Issue #1308, opened 2017-07-04
MafIO: Concatenation of negative strand exons


TBradley27:
Hello,

My problem relates to the case in which the user invokes the 'MafIndex.get_spliced' method in the case of multiple negative strand exons.

I use the following example:

**Single Exon**

`new_multiple_alignment = idx.get_spliced([22073644],[22073727],-1)`
`AlignIO.write(new_multiple_alignment, "path/bar.fa", "fasta")`

Which returns the following sequence (non-human species omitted for the sake of brevity):

`>hg38.chrY`
`tctggaatccctgtcctcaggtgatctggccgcttcgacctccaaaagtgctgagattac
aagcttgaactgccatgcccAAT`

**Multiple Exons**

`new_multiple_alignment = idx.get_spliced([22073644, 22071756],[22073727, 22072581],-1)`
`AlignIO.write(new_multiple_alignment, "path/foo.fa", "fasta")`

Which returns the following sequence (non-human species omitted for the sake of brevity, and gaps removed for the sake of clarity and formatting):

`>hg38.chrY
[...]

PR #1885, opened 2018-12-28
MafIO: Multiple negative strand exons fix

HopedWall:
This pull request addresses issue #1308

### DIFF
--- a/Bio/AlignIO/MafIO.py
+++ b/Bio/AlignIO/MafIO.py
@@ -728,15 +728,48 @@ class MafIndex(object):
         # finally, build a MultipleSeqAlignment object for our final sequences
         result_multiseq = []
 
-        for seqid, seq in subseq.items():
-            seq = Seq(seq)
+        # previously, calling get_spliced(starts,ends,-1) with len(starts) > 1 and len(ends) > 1
+        # would return the exons in the wrong order, see issue #1308
+        # basically, the whole sequence would be reverse complemented; instead
+        # each exon has to be reverse complemented, and then concatenated to the resulting sequence
+        if strand != ref_first_strand:
+            #find how long each exon was
+            offsets = [end-start for start,end in zip(starts,ends)];
 
-            seq = seq if strand == ref_first_strand else seq.reverse_complement()
+            #find the starting position of each exon
+            positions = [0];
+            for offset in offsets:
+                positions.append(positions[-1] + offset);
 
-            result_multiseq.append(SeqRecord(seq,
-                                             id=seqid,
-                                             name=seqid,
-                                             description=""))
+            for seqid, seq in subseq.items():
+                temp_seq = "";
+
+                #split the sequence into exons
+                exons = [seq[i:j] for i,j in zip(positions,positions[1:])]
+
+                for exon in exons:
+                    #convert exon (string) to seq in order to reverse and complement it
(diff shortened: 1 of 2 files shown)


peterjc:
Are you implementing what @blaiseli described here?:
https://github.com/biopython/biopython/issues/1308#issuecomment-312909627

HopedWall:
Correct! In a few tests I had done, calling `get_spliced(start,ends) #start,ends either sorted or not sorted` would return the exons concatenated in the correct order (I can include these tests in `test_MafIO_index.py` if you want). 
However, this was not the case when calling `get_spliced(starts, ends, -1)`, because the whole sequence would be reverse complemented (that's why the exons would appear in the opposite order!)

Bio/AlignIO/MafIO.py
```diff
@@ -728,15 +730,60 @@ def get_spliced(self, starts, ends, strand=1):
...
+
+            for seqid, seq in subseq.items():
+                temp_seq = ""
+
+                # split the sequence into exons
+                exons = [seq[i:j] for i, j in zip(positions, positions[1:])]
+
+                for exon in exons:
+                    # convert exon (string) to seq in order to reverse and complement it
+                    seq = Seq(exon).reverse_complement()
```
peterjc: If you are working with strings, just use the ``reverse_complement()`` function instead or converting to ``Seq`` object and back again.

i.e. ``from Bio.Seq import reverse_complement as _rc`` or similar.

peterjc: Are you sure ``subseq`` isn't already ``Seq`` objects? If it is, you are discarding the alphabet here.

peterjc:
The docstring for ``get_spliced`` would need expanding to describe how it is (now) intended to be used with reverse strand features.

Bio/AlignIO/MafIO.py
HopedWall: 1) Done!
2) Yes, I tried `print(type(seq))` and got `<type 'str'>`

HopedWall:
Changed the docstring for get_spliced, let me know if it's ok.

Bio/AlignIO/MafIO.py
```diff
@@ -565,13 +565,15 @@ def get_spliced(self, starts, ends, strand=1):
         """Return a multiple alignment of the exact sequence range provided.
 
         Accepts two lists of start and end positions on target_seqname, representing
-        exons to be spliced in silico.  Returns a *MultipleSeqAlignment* of the
-        desired sequences spliced together.
+        exons to be spliced in silico. A strand may also be provided.
+        Returns a *MultipleSeqAlignment* of the desired sequences spliced together.
+        When strand equals -1, the sequences are reverse complemented before the splice.
```
peterjc: This does not tell me what order to put the starts & ends in. For forward strand it is implicit and obvious enough, but not for the reverse strand.

Perhaps "..., and the start and end ordinates should be in numerically increasing rather than translation order."

Or the opposite, "...,  and the start and end ordinates should be in translation rather than numerically increasing order."

HopedWall: I changed the docstring as you suggested, it should be good now.

peterjc:
I agree, @blaiseli's point needs addressing.

Issue #1884, opened 2018-12-28
Bio.PDB.MMCIFParser.MMCIFParser exception


Minys233:
### Setup

I am reporting a problem with Biopython version, Python version, and operating
system as follows:

```python
import sys; print(sys.version)
import platform; print(platform.python_implementation()); print(platform.platform())
import Bio; print(Bio.__version__)

3.6.7 | packaged by conda-forge | (default, Nov 20 2018, 18:20:05) 
[GCC 4.2.1 Compatible Apple LLVM 9.0.0 (clang-900.0.37)]
CPython
Darwin-18.2.0-x86_64-i386-64bit
1.73
```

(*Please copy and run the above in your Python, and copy-and-paste the output*)

### Expected behaviour

`Bio.PDB.MMCIFParser.MMCIFParser.get_structure()` parses structure `3HR6` normally.

### Actual behaviour

It will try to parse a string which representing a float number in a char to char manner, thus throw exception: `ValueError: could not convert string to float: '-'`.

### Steps to reproduce

First, download the mmCIF structure of `3HR6` from RCSB PDB: https://www.rcsb.org/structure/3HR6
Then write the following script and run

===

## REQUIRED WORK:
For this exercise, please output exactly the lines above starting at the line with "see issue #1308" and ending at the line with "start,end in zip(starts,ends)];", ends included.

## ANSWER FOR THIS EXERCISE:
+        # would return the exons in the wrong order, see issue #1308
+        # basically, the whole sequence would be reverse complemented; instead
+        # each exon has to be reverse complemented, and then concatenated to the resulting sequence
+        if strand != ref_first_strand:
+            #find how long each exon was
+            offsets = [end-start for start,end in zip(starts,ends)];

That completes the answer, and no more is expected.